HFL grafts demonstrated rapid neovascularization and cellular migration by postoperative day 7, while polypropylene mesh exhibited an acute neutrophilic inflammation with foreign body giant cell formation. Biomechanically, HFL retained 50% tensile strength post-cyclic loading vs. 13% for polypropylene (p<0.01). Polarized imaging revealed fibrillar collagen bundles that had a less organised appearance in comparison with synthetic mesh explants, indicating increased immature collagen III deposition. SEM showed preserved HFL fibrous networks at 90 days, and there was no graft-related erosions. qPCR results revealed a more robust immune response in HFL explants elaborating both pro-inflammatory M1 and anti-inflammatory M2 macrophages, concomitant with enhanced expression of markers for neovascularisation (CD90, CD31, CD38) and ECM homeostasis (Tgfb1, Tgfbr1, Timp2, Mmp3, and Mmp9) (Figure 2).
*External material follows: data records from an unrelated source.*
PR #417, opened 2023-05-03
Additions to GoodNumbers before adding it to prime

IanWoodard:
Added some new functionality to GoodNumbers in preparation for adding it to prime. 

- added the base argument to the `fromDecimalString` and `fromDecimalBig` functions.
- added `one` function to allow the user to easily create a `GN` with a value of 1.
- added `isGteZero`, `isLtZero`, and `isLteZero` as they will be useful.
- added `areWithinNSigDigs` as we use this with numbers that will most likely become `GN`s.
- added tests to get full coverage.

### DIFF
--- a/shared/src/data/GoodNumber.test.ts
+++ b/shared/src/data/GoodNumber.test.ts
@@ -197,18 +197,18 @@ describe('GoodNumber', () => {
     it('should return true if two values are within N significant digits', () => {
       const a = GN.fromDecimalString('1', 18);
       const b = GN.fromDecimalString('1.000000000000000001', 18);
-      expect(GN.areWithinNSigDigs(a, b, 18)).toBe(true);
+      expect(GN.firstNSigDigsMatch(a, b, 18)).toBe(true);
       const c = GN.fromDecimalString('1.0235', 18);
       const d = GN.fromDecimalString('1.02', 18);
-      expect(GN.areWithinNSigDigs(c, d, 3)).toBe(true);
+      expect(GN.firstNSigDigsMatch(c, d, 3)).toBe(true);
     });
     it('should return false if two values are not within N significant digits', () => {
       const a = GN.fromDecimalString('1', 18);
       const b = GN.fromDecimalString('1.000000000000000001', 18);
-      expect(GN.areWithinNSigDigs(a, b, 19)).toBe(false);
+      expect(GN.firstNSigDigsMatch(a, b, 19)).toBe(false);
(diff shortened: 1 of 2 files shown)


shared/src/data/GoodNumber.test.ts
```diff
@@ -308,6 +373,28 @@ describe('GoodNumber', () => {
     });
   });
 
+  describe('one', () => {
+    it('should return a one value', () => {
+      expect(GN.one(18).toString(GNFormat.INT)).toEqual('1');
```
haydenshively, line 378: This should equal '1000000000000000000' not '1'

shared/src/data/GoodNumber.ts
```diff
@@ -149,6 +173,10 @@ export class GN {
     return a.lt(b) ? a : b;
   }
 
+  static areWithinNSigDigs(a: GN, b: GN, n: number): boolean {
```
haydenshively, line 176: I know you're just taking the name from elsewhere, but I kinda want to take this opportunity to call it "eqUpToNSigDigs" or "doFirstNSigDigsMatch" -- I feel these more accurately describe the condition we're checking.

shared/src/data/GoodNumber.ts
```diff
@@ -149,6 +173,10 @@ export class GN {
...
+    return a.int.prec(n).eq(b.int.prec(n));
```
haydenshively, line 177: Honestly didn't realize this `prec` function was a thing. To match Solidity more closely, one might argue we should be using it after every `mul` operation (since `Big.times` doesn't round automatically). Something to consider for future PRs.

haydenshively (commented):
A few things to fix. Hopefully doesn't mess with your broader changes.

shared/src/data/GoodNumber.ts
```diff
@@ -271,6 +299,10 @@ export class GN {
     return new GN('0', decimals, base);
   }
 
+  static one(decimals: number, base: 2 | 10 = 10) {
+    return new GN('1', decimals, base);
```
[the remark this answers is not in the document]
IanWoodard: I assume you meant `return new GN(scalerFor(base, decimals), decimals, base)`, but fixed.

haydenshively (dismissed):

shared/src/data/GoodNumber.ts
IanWoodard: Updated it to `firstNSigDigsMatch`

haydenshively (approved):

PR #421, opened 2023-05-05
Removing referral modal and adding bridge modal

IanWoodard:
Adding the foundation for the new bridge modal and removing the referral modal.
image
image


haydenshively (approved):
LGTM

PR #87, opened 2021-12-02
[actors consensus fix] gating behind version checks to really fix F24

### LINKED ISSUE #49: F24: Forest does not reject BLS identity address during account actor creation

laudiacay:
Closes #49


raulk:
FVM only supports nv14 and above, so this patch is not really needed.

PR #163, opened 2021-12-18
Added Arch checking in makefile (specifically to catch M1 Macs)

aronchick:


raulk:
Go code has moved out of this repo into the https://github.com/filecoin-project/filecoin-ffi/ repo which implements the Go<>Rust glue layer. So this PR no longer applies.

PR #272, opened 2022-01-17
simplify gas charging logic

Stebalien:
(there's no reason to sum it twice)


marcellina-from-alexandria (approved):
lgtm. forest is doing just a subtract and a compare at this point, although i think this is clearer what's going on... if you're trying to optimize, you might want to switch to match them.

laudiacay (approved):
no idea who that other person is but i concur

PR #274, opened 2022-01-18
feat: remove errors from infallible sdk functions

### LINKED ISSUE #190: Remove results from SDK syscalls that shouldn't fail
Basically, giving the errors to the actor gives the actor a chance to react. But the _default_ behavior should be to just panic (abort) because all these errors mean that there is a bug in the actor.

- `actor::resolve_address` should only fail if the address is malformed, which is statically impossible in rust.
- `actor::get_actor_code_cid` ditto.
- `actor::new_actor_address` can only fail if the input buffer is to small, which should be statically impossible.
- `crypto::hash_blake2b` shouldn't fail unless we pass in a bad buffer.
- `gas::charge` only fails if the name parameter is out of range (a bug).
- Almost everything in `message`. We return errors for consistency (and "just in case we need it later"), but these methods simply can't fail and there's nothing a reasonable actor could do about it if they did (we don't even know why they'd fail right now).
- Everything in `network`.
- `sself::get_root`, `sself::current_balance`

On the maybe side: `ipld::put`, `ipld::get`, `sself::set_root`. If something goes wrong here, the actor _may_ want to recover, but that's not going to be the common case.

Stebalien:
Either:

1. These functions statically cannot fail (https://github.com/filecoin-project/fvm-specs/issues/580 to follow up on this).
2. These functions can only fail when passed invalid data that we've ensured is statically impossible with the type system.

Changes:

- FVM
    - `curr_epoch` syscall returns an i64 to be consistent everywhere.
- SDK
    - Newly infallible: `actor::resolve_address`, `actor::get_actor_code_cid`, `crypto::hash_blake2b`, `gas::charge`, `network::*`, `sself::current_balance`.
    - Removed `ipld::transaction` (dead code).
    - Changed `Address` and `Cid` to by-reference in some cases for better consistency.
- Actors
    - Removed "fatal" errors.
    - Adjusted to new infallible syscalls.

fixes #190

### DIFF
--- a/actors/runtime/src/test_utils.rs
+++ b/actors/runtime/src/test_utils.rs
@@ -502,24 +502,24 @@ impl Runtime<MemoryBlockstore> for MockRuntime {
         )
     }
 
-    fn current_balance(&self) -> Result<TokenAmount, ActorError> {
+    fn current_balance(&self) -> TokenAmount {
         self.require_in_call();
-        Ok(self.balance.borrow().clone())
+        self.balance.borrow().clone()
     }
 
-    fn resolve_address(&self, address: &Address) -> Result<Option<Address>, ActorError> {
+    fn resolve_address(&self, address: &Address) -> Option<Address> {
         self.require_in_call();
         if address.protocol() == Protocol::ID {
-            return Ok(Some(*address));
+            return Some(*address);
         }
 
-        Ok(self.id_addresses.get(address).cloned())
+        self.id_addresses.get(address).cloned()
     }
 
-    fn get_actor_code_cid(&self, addr: &Address) -> Result<Option<Cid>, ActorError> {
+    fn get_actor_code_cid(&self, addr: &Address) -> Option<Cid> {
         self.require_in_call();
 
-        Ok(self.actor_code_cids.get(addr).cloned())
+        self.actor_code_cids.get(addr).cloned()
     }
 
     fn get_randomness_from_tickets(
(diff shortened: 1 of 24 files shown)


Stebalien:
I'm fixing this _now_ as part of my effort to remove fatal errors from the actors.

Stebalien:
> I'm fixing this now as part of my effort to remove fatal errors from the actors.

Eh, that commit is small enough that I've just tacked it onto this PR.

actors/runtime/src/test_utils.rs
```diff
@@ -670,13 +670,13 @@ impl Runtime<MemoryBlockstore> for MockRuntime {
...
-    fn total_fil_circ_supply(&self) -> Result<TokenAmount, ActorError> {
+    fn total_fil_circ_supply(&self) -> TokenAmount {
         unimplemented!();
     }
 
-    fn charge_gas(&mut self, _: &'static str, _: i64) -> Result<(), ActorError> {
+    fn charge_gas(&mut self, _: &'static str, _: i64) {
         // TODO implement functionality if needed for testing
-        Ok(())
+        ()
```
laudiacay, line 679: clippy is complaining about this

laudiacay (changes requested):
nice, cleans things up a lot :D have a few nits and they're all clippy warnings but i think this is ready to merge otherwise

laudiacay (approved):

PR #276, opened 2022-01-19
Return TokenAmount instead of BigInt

arajasek:
Not necessary, but allows us to use the splitting into int64 utils in the FFI directly.

Sidebar: having the 2 types with the same name is annoying, no?


Stebalien:
> having the 2 types with the same name is annoying, no?

Yeah, I'd _like_ to use the tuple in most places, honestly. But that'll take some work.

arajasek:
@Stebalien suggests using the u64 based one everywhere except in actors itself, which works for me...will take a stab at the refactor tomorrow

Stebalien:
We'd likely need to implement a `checked_add` and `checked_sub` function as well.

arajasek:
Closing in favour of #281

PR #281, opened 2022-01-20
Make the FVM use tuple-based TokenAmount only

arajasek:
This needs some cleanup, but ready for a review. Some notes:

- I moved to always using values since it's just 2 u64s now, but I'm not sure whether that was the right thing to do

HFL’s biomechanical adaptability and collagen-driven integration mitigate key complications of synthetic mesh, including chronic inflammation and mechanical failure. Its complex connective tissue structure promotes endogenous tissue remodelling and results in superior tensile properties, critical for long-term pelvic support, therefore warranting its application in pelvic reconstructive surgery. Genomic analysis revealed a fine balance in M1 and M2 macrophage elaboration that fostered enhanced neovascularization and ECM remodelling around the implant site, suggesting that immune crosstalk  is essential for effective healing and tissue integration subsequent to fascial graft implantation.

HFL is a highly durable alternative surgical graft with superior host tissue integration, tensile strength and durability, when compared to polypropylene mesh. As a autologous biological graft, HFL addresses the unmet need for durable, low-risk grafts in prolapse repair. Its adoption could redefine standards for pelvic floor reconstruction, prioritizing patient safety without compromising anatomical outcomes. Further pre-clinical and clinical trials are warranted to validate long-term efficacy of this graft in augmentative pelvic reconstructive surgery.